# Pond has a ton of dead fish.



## Kevan (Sep 19, 2010)

We just noticed yesterday that out pond has a ton of dead fish and frogs around the edges. Most of them are small but there are a few bigger ones. Hoping that they all didn't die. What's the easiest way to clean them up? Do you wait until they float or try and take it. 

Did anyone else come across this problem? This is the first time this had happened to me but this is my first pond that we dug and stocked three years ago. 

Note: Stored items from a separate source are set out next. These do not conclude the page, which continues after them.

PR #3955, opened 2024-08-02
docs: Update packed bubble example

PBI-David:
Update the packed bubble chart to use a square root scale so as not to be misrepresentative.

### DIFF
--- a/docs/examples/packed-bubble-chart.md
+++ b/docs/examples/packed-bubble-chart.md
@@ -8,4 +8,6 @@ image: /examples/img/packed-bubble-chart.png
 
 A packed bubble chart displays relatively sized circles arbitrarily packed together. You can change the shape of the packing by adjusting the x or y gravity. This example shows dummy categorical data where node areas are proportional to the amount value.
 
+This Vega example made by David Bacci [@PBI-David](https://github.com/PBI-David).
+
 {% include example spec=page.spec %}
--- a/docs/examples/packed-bubble-chart.vg.json
+++ b/docs/examples/packed-bubble-chart.vg.json
@@ -1,6 +1,6 @@
 {
   "$schema": "https://vega.github.io/schema/vega/v5.json",
-  "description": "Warming Stripes Chart. Originally designed by Ed Hawkins.",
+  "description": "A packed bubble chart.",
   "usermeta": {
     "author": "David Bacci",
     "github": "https://github.com/PBI-David/Deneb-Showcase"
--- a/docs/examples/packed-bubble-chart.vg.json
+++ b/docs/examples/packed-bubble-chart.vg.json
@@ -1,5 +1,10 @@
 {
   "$schema": "https://vega.github.io/schema/vega/v5.json",
+  "description": "Warming Stripes Chart. Originally designed by Ed Hawkins.",
+  "usermeta": {
+    "author": "David Bacci",
+    "github": "https://github.com/PBI-David/Deneb-Showcase"
+  },
   "width": 800,
   "height": 500,
   "padding": {"left": 5, "right": 5, "top": 20, "bottom": 0},
@@ -44,8 +49,9 @@
   "scales": [
     {
       "name": "size",
+      "type": "sqrt",
       "domain": {"data": "table", "field": "amount"},
-      "range": [100, 3000]
+      "range": [0, 5000]
     },
     {
       "name": "color",
--- a/docs/examples/packed-bubble-chart.vg.json
+++ b/docs/examples/packed-bubble-chart.vg.json
@@ -49,9 +49,8 @@
   "scales": [
     {
       "name": "size",
-      "type": "sqrt",
       "domain": {"data": "table", "field": "amount"},
-      "range": [0, 5000]
+      "range": [0, 10000]
     },
     {
       "name": "color",
@@ -72,7 +71,7 @@
           "yfocus": {"signal": "cy"}
         },
         "update": {
-          "size": {"signal": "pow(2 * datum.amount, 2)", "scale": "size"},
+          "size": {"signal": "datum.amount", "scale": "size"},
           "stroke": {"value": "white"},
           "strokeWidth": {"value": 1},
           "tooltip": {"signal": "datum"}
@@ -87,7 +86,7 @@
             {
               "force": "collide",
               "iterations": 2,
-              "radius": {"expr": "sqrt(datum.size) / 2"}
+              "radius": {"expr": "sqrt(datum.size)/2"}
             },
             {"force": "center", "x": {"signal": "cx"}, "y": {"signal": "cy"}},
             {"force": "x", "x": "xfocus", "strength": {"signal": "gravityX"}},


domoritz:
Unfortunately neither a sqrt nor a linear scale is really representative. People don't interpret size by either.

PBI-David:
When comparing circles, I thought people compared areas which is why I thought a sqrt scale should be used. Every dataviz tool that has a bubble plot that I'm aware of use a square root scale otherwise the proportions are way off (a value twice as large is not represented by a circle twice the size). I don't mind either way but thought this would be more aligned with what I see elsewhere.

PBI-David:
Couple of links to illustrate the point in d3: 

https://benclinkinbeard.com/d3tips/log-and-power-scales/


https://observablehq.com/@johnhaldeman/tutorial-on-d3-basics-and-circle-packing-heirarchical-bubb

PBI-David:
Alternatively, I could add a signal that allows a user to switch between the scales which could help illustrate the choice people need to make.

PBI-David:
Here is a screenshot to illustrate the issue. The smaller circle has a value of 1 and the larger circle has a value of 2. 

Using a linear scale ends up with this (radius is doubled):

image

image

Using a squareroot scale ends up with area being doubled:

image

image

domoritz:
Shouldn't we change this line instead: https://github.com/vega/vega/pull/3955/files#diff-e4577745914d531c6c6fe9b7d252369187ffabb2e1ae1b3d8481d7bb07771fe3R75

PBI-David:
@domoritz  possibly. Although if I simplify to just the field value, I can't get the areas or diameters to make sense using linear or sqrt scales. I'm probably missing something obvious though. What do you think it should be changed to? Keeping it as proposed but changing just the scale allows:

linear = double diameter
sqrt = double area

domoritz:
How about [Open the Chart in the Vega Editor](https://vega.github.io/editor/#/url/vega/N4IgJAzgxgFgpgWwIYgFwhgF0wBwqgegIDc4BzJAOjIEtMYBXAI0poHsDp5kTykSArJQBWENgDsQAGhAB3GgBN6aABwAGNTPg0yWNAI0ycSBQpriyaUABs4AM0z6ZAJx17UAmZjY40AJk0QJjZsNgQ0NQBfGSQGbwgaAC84NBBxCRSZBLJxJGsINABtUFyEFPQoAA9pEAYcBSRMcrlFegACAja-EGiSpDLUqABPGrqGptTtXUwOrp6pPoH0MmckYjohgA0a4jyGcrVKPxkmcwUrEHMcONTVi0yQBHMImWRq1ABGSN60-uaVtYbACaOz2B0oHxOZwuVxu6DuZAeT0kqECbzQX0iAF0ZOMUKhir8liBMEgmLZQdZ9gUCaAoI1yGxnCN0ABBGr9NgMcSOVFHFQ-elNMhMlkgABCHIQXJ5EUoAgEgoZIuZqQAwlKZbzDgAWADMSuFotSABFNdztZQAJxfBYgIWM1XoACi5tlfJUtrpyuN6AAYm7LQIDXaHSqxQBxQNyj5Ww2OsUACWjHoA7PHw6kAJIpw5+AWhn1OkAAKVz8sVhaNxYA0uX9RnfSAADLlm2N4sAWXLno7YoAcuXg33UgB5cuxkfoAAKPfTWOxWXpthphNKzQSyRqCjCSGeqFAeNSpPJDzsNDg1nO6E5FvmIAR5UKmgCGgXdvXgzY1iZNUwQxwZomTMXJrG3Xd90PRp8RJMkKRkc9L2ve0ixGaIHyQe5bn6XxF0eJBnAAa1XRZmnSBQ4AKLwAI3IYEGCMCEOcMILiPdATwpdC4HEKA2Aoi5uKaZwLnPawwIPEBoDyZpeJ-YSEIvK9BlQ+9KjsNgoAYGlQGyUDBmqdChnUzTtMknQ9IqND0LGBkLk3codPMvJUnGBgEEoW9ZSXaTUns+8IEwZjCIckBdipZpZBgOgUnQgKgrgAB1VoYAuML9gxdDvG-TAaF8CTdOc9BXPCb5MruCB1OccJaRJGjUkqqAHmi1YcokGkPkMSTSRyqA0DsPIIDgBCmUakiQAamTv2sRQmqExp2HEGljgwswtIEyocGE9AIAAR2cTAAApisoeyAEoCG6b47QmwZBLgeSQHeRyckK+0DJkFlnos+0rOukbmmqGR3ke4y1qyQLuLIZR8qc8SQABdZ-22K7QBu9ARg+1IjI0sGuucSHoa+16EeBHpsXJu1-0A484EqRwmJYiS2LSPjKPvbjeP4iS7q20A8nM1KwVunl7vvJgkEG6bxBCtLmieUxOOGnkAGUkhloXPkrcaJEwBK4DcXlQFl1IGPOdDRPEo2NbkKKJky2nDfGxTkOOsNjSu2p6lsiSnqdpDUnekBPr9pT0bJ74FyAA)

PBI-David:
@domoritz  looks good to me - I have updated it. The areas are slightly off but this is probably down to my screen ruler rounding to integers.

domoritz:
Thanks!

domoritz (approved):

kanitw:
> PS I did create the original example.

Gotcha. Thanks for contributing!

PBI-David:
> > PS I did create the original example.
> 
> Gotcha. Thanks for contributing!

Thanks for creating such a versatile and powerful dataviz library 😉

BTW, I have a lot advanced examples on my GitHub that I can create PRs for if you think they might be useful. The sankey and gantt charts have been **very** popular.

domoritz:
That's awesome. I wonder how we can maybe make it easier to have community examples that don't have to be part of this repo. We could do something similar to Vega-Lites listing but maybe with screenshots to make it easy to go to them. 

Thoughts?

PBI-David:
That makes sense to me. It would be easier to maintain and contribute as I see great Vega examples all the time that most are unaware of. FYI, Vega/VL have become very popular in the Power BI space via a container called Deneb. There is growing demand from that user base for a grammar of graphics approach to dataviz. I know the gantt chart is used extensively at some very high profile companies and organisations.

[Gantt](https://evyb.short.gy/nCRa3r)

domoritz:
That's super cool. I've previously thought about ways to let people add examples to an index in the Vega editor but it became too much work to develop/maintain. A community example section here similar to https://vega.github.io/vega-lite/examples/#community-examples but with images (as suggested in https://github.com/vega/vega-lite/issues/3120) would be pretty awesome. Would you like to take a stab at it? We could copy the approach in Vega-Lite as well.

PBI-David:
Happy to have a go but I don't have an environment so everything would need to be done via the web. If it is just a new header and a list of links, then I can submit a PR for that.

domoritz:
We can start with a list just like Vega-Lite.

PBI-David:
Hmm - just taken a look and I'm not even sure I can do this simple change without a working environment to test. VL and Vega documentation use different systems so I can't just copy it across and hope for the best. I believe this is the correct page:

https://github.com/PBI-David/vega/blob/main/docs/_layouts/example.html

Can I just add raw HTML as a bulleted list and heading? Will it be styled correctly?

Even though it is a simple addition, this probably needs to be done by someone who can preview how the changes will appear. Once the skeleton is in place, I can add a few examples I have seen on the web. 

In parallel, I'll try and get a local environment running again but I hit too many blockers on Windows last time and just gave up.

domoritz:
The setup probably works in the subsystem for Linux.

hydrosquall:
I think it might be possible to avoid the need for a local build system if
we deployed a build of the docs in addition to the editor (as discussed
here
https://github.com/vega/vega-lite/issues/9276#issuecomment-2040896404 )

In the meantime, I think the core of the change could be submitted as a
block of markdown in this thread where the wording / links can be reviewed
without any build system.

 Any of the maintainers can assist with moving it into the appropriate Md /
html file. I am happy to help with this in the absence of someone else
volunteering, as I spent quite a bit of time getting Ruby etc to work when
I was reformatting the site for a custom docs plugin last year.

I'm thinking that it just got too cold and the loss of oxygen killed them. It's a shame that there is not much I can do about it either as I have geothermal coils in the bottom of the pond (stupid idea don't do that unless you absolutely have to. Have had nothing but problems) 

My pond is roughly 1/2 acre and about 16' deep in the middle. I can't put any typ of aerator in it over the winter because it will mess with my geothermal and I'll be running on electric heat. I'm about done with the pond loops. I've been holding off on putting in ground loops because I have 7 of them and at a cost of about $1800 a loop is pretty tough to take on.


----------



## JimP (Feb 8, 2002)

It's the cycle of life, probably just as easy to pretty much leave the dead stuff alone.
Heron's, Crayfish, Turtles & Larger fish that survived will probably benefit and do the clean up for you.


----------



## Kevan (Sep 19, 2010)

I figured I would just get the ones that floated up to shore and leave the ones that don't as long as it doesn't start to smell. I can't imagine that they all died but I'm not sure. I stocked it three years ago with around 500 fish. I haven't seen that many big ones do hopefully I'm ok.


----------



## joe c. (Dec 25, 2010)

were running an open loop geo,water goes right into pond.Do you not have good water supply for one.


----------



## Kevan (Sep 19, 2010)

I have city water. No well. I never really thought of that though. Would I only need one well for a 6 ton system? A well would be a hell of a lot cheaper than loops.


----------



## Chromedoggy (Mar 25, 2007)

It likely was oxygen depletion. You should consider a surface bubbler if you can't run an aireator. I would call Stoney Creek in Grant for advice


----------



## k9wernet (Oct 15, 2007)

http://www.michigan.gov/som/0,4669,7-192-29938-324934--,00.html



> DNR says fish kills may be common following this winter's extreme conditions
> 
> Contact: Gary Whelan or Chris Freiburger, 517-284-5830 or Ed Golder, 517-284-5815
> Agency: Natural Resources
> ...


----------



## joe c. (Dec 25, 2010)

You defiantly want A well our 4ton water furnace unit uses about6 gallons per minute Maybee more. We have A 1600 sq ft ranch everything is electric we keep the thermo set at 68 our average bills this past winter were about 320.00. Summer running air set at 70 bills are about 150 for whole house.


----------



## Robert Holmes (Oct 13, 2008)

If it killed the frogs more than likely it is a total loss. You might try just restocking. You might try just drilling holes in the winter it might let enough oxygen in that you do not need an aerator.


----------



## Kevan (Sep 19, 2010)

I just talked to my geo guy about doing the open loop system. Biggest cost would be the well which I would have done myself prob about 3k then I guess there's a water storage tank that's about 1k. Then for him switching it over about another 800. Wish I would have know that at three years ago!! What a waste of money on the loops. He said that each ton uses about 1.5gal per min and one well would be fine as I have a 6ton and wells will produce about 17gal per min. 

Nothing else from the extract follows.